Talk:Server Lifecycle

From Wikitech
Jump to navigation Jump to search

Hey, how about using the discussion page :-P

Since we are committing to doing everything from puppet disable to power off in one shot (not in days but in an hour let's say), no point in waiting for the daily storedconfig cron cleanup job based on decomm.pp. So I removed that, and added some comments later about how we don't rely on that mechanism. We want to get away from that anyways since this file is eventually to be tossed.

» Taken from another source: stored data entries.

PR #2979, opened 2026-06-19
refactor(sdp): rename `Declaration::withdrawn` to `withdraw_at`

youngjoon-lee:

The `Declaration` struct was having a field `withdrawn` as defined in the [spec](https://app.notion.com/p/nomos-tech/1-0-0-Service-Declaration-Protocol-33d261aa09df808f834bc728ae0c5e0f?source=copy_link#33d261aa09df80658da9ee2232b92692). But, it could be misleading. Declarations are not withdrawn immediately as soon as the withdraw message is accepted. Instead, they are scheduled to be withdrawn at the epoch `current + 2` (since [this RFC](https://app.notion.com/p/nomos-tech/RFC-Remove-Concept-of-a-Session-f39261aa09df826db83e81613bb454dc?source=copy_link#357261aa09df80d79dcbeccd5487b5a5) and PR #2855). This was also pointed out in https://github.com/logos-blockchain/logos-blockchain/pull/2943/changes#r3418331695.

So, this PR renames the `withdrawn` field to `withdraw_at`, which is much clearer, I think.
And I’ll also propose updating the RFC accordingly to Marcin.

The `Declaration` struct also has another field `active` which is also not so clear, I think. I will propose a new name in a separate PR. 

Yes

@youngjoon-lee 
spec: @madxor 

Yes, although it would be great to reflect this naming update in the spec as well.

Yes, as mentioned above.

## Checklist

> [!WARNING]  

* [x] 2. Description added.

### DIFF
--- a/core/src/mantle/ops/sdp/active.rs
+++ b/core/src/mantle/ops/sdp/active.rs
@@ -40,13 +40,13 @@ impl Operation<SDPActiveValidationContext<'_>> for SDPActiveOp {
         };
 
         // Check the declaration hasn't been withdrawn
-        // (Return error if `withdrawn` epoch has passed)
-        if let Some(withdrawn) = declaration.withdrawn
-            && withdrawn <= ctx.epoch
+        // (Return error if `scheduled_withdrawal_epoch` epoch has passed)
+        if let Some(withdraw_at) = declaration.withdraw_at
+            && withdraw_at <= ctx.epoch
         {
             return Err(SdpError::DeclarationWithdrawn {
                 declaration_id: self.declaration_id,
-                withdrawn_epoch: withdrawn,
+                withdraw_at,
             });
         }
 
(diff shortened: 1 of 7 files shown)


ntn-x2 (approved):
Looks good but I think we need to clarify what withdrawal means. Is it the act of withdrawing at epoch `N`, or the fact that the declaration is removed at epoch `N+2`?

danielSanchezQ (approved):

youngjoon-lee:
> Looks good but I think we need to clarify what withdrawal means. Is it the act of withdrawing at epoch `N`, or the fact that the declaration is removed at epoch `N+2`?

After PR https://github.com/logos-blockchain/logos-blockchain/pull/2943 is merged, withdrawal will imply removal. There will be no separate concept of removal anymore. So, it means that the declaration will be withdrawn + removed at the `withdraw_at = N+2` epoch.

Before the PR #2943 is merged, the `withdraw_at` field means "the locked note of the declaration will be unlocked at the `withdraw_at = N+2` epoch". The declaration will be removed at `withdraw_at + retention_period`. 

But I think it’s sufficient to focus only on the post-PR semantics.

Fixed order: we remove from puppet manifests etc before we disable puppet on the host. And we can do any of those removal steps and stop in the middle before we commit to the process leading to power off.

In theory one could write a script that did puppet disable/storedconfigs clean/remove cert/remove salt key and do all that with one command. This would make it impossible to back out if there were issues with icinga refresh but if we ensured that there wa always someone who could look at and fix those issues when this script is run, that would be ok. Note that puppet node clean (available from puppet 2.7.10 on) removes the cert and cleans up exported resources, so we should start using it instead of puppetstoredconfigclean.

Comments/complaints/corrections please... -- ariel (talk) 09:48, 4 November 2013 (UTC)

Introducing Netbox

Netbox will replace Racktables, the following one is the proposal to adapt our current Server Lifecycle to the introduction of Netbox

Netbox available statuses

Those are the currently available statuses in Netbox:

DEVICE_STATUS_OFFLINE   = 0
DEVICE_STATUS_ACTIVE    = 1
DEVICE_STATUS_PLANNED   = 2
DEVICE_STATUS_STAGED    = 3
DEVICE_STATUS_FAILED    = 4
DEVICE_STATUS_INVENTORY = 5

Lifecycle defined statuses

Lifecycle status Netbox status
requested none, not yet in Netbox
spare PLANNED
staged STAGED
active ACTIVE
failed FAILED
decommissioned INVENTORY
unracked OFFLINE
recycled none, not anymore in Netbox

Lifecycle transitions

Only the high level overview is described here, it will be integrated into the page itself.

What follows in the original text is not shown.